Lemma 31.5.6. Let $X$ be a scheme. Let $\mathcal{F}$ be a quasi-coherent $\mathcal{O}_ X$-module. If $U \subset X$ is open and $\text{WeakAss}(\mathcal{F}) \subset U$, then $\Gamma (X, \mathcal{F}) \to \Gamma (U, \mathcal{F})$ is injective.

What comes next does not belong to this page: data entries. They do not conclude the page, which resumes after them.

PR #247, opened 2019-07-10
 🐛Add simple +required marker

damemi:
If an API is set to default optional with `// +kubebuilder:validation:Optional`, the `// +required` marker isn't respected (because it doesn't exist, however `// +kubebuilder:validation:Required` does work). This adds the simple form of the required marker for parity with existing expectations


mengqiy:
Can you please add some tests?

DirectXMan12:
closing this for bookkeeping purposes, esp since we already have an equivalent marker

Proof. Let $s \in \Gamma (X, \mathcal{F})$ be a section which restricts to zero on $U$. Let $\mathcal{F}' \subset \mathcal{F}$ be the image of the map $\mathcal{O}_ X \to \mathcal{F}$ defined by $s$. Then $\text{Supp}(\mathcal{F}') \cap U = \emptyset$. On the other hand, $\text{WeakAss}(\mathcal{F}') \subset \text{WeakAss}(\mathcal{F})$ by Lemma 31.5.4. Since also $\text{WeakAss}(\mathcal{F}') \subset \text{Supp}(\mathcal{F}')$ (Lemma 31.5.3) we conclude $\text{WeakAss}(\mathcal{F}') = \emptyset$. Hence $\mathcal{F}' = 0$ by Lemma 31.5.5. $\square$

Comment #7209 by Matthieu Romagny on

I guess that the phrase "If WeakAss(F)⊂U⊂X is open" doesn't mean that one assumes WeakAss(F) to be open, right? The wording is a little misleading.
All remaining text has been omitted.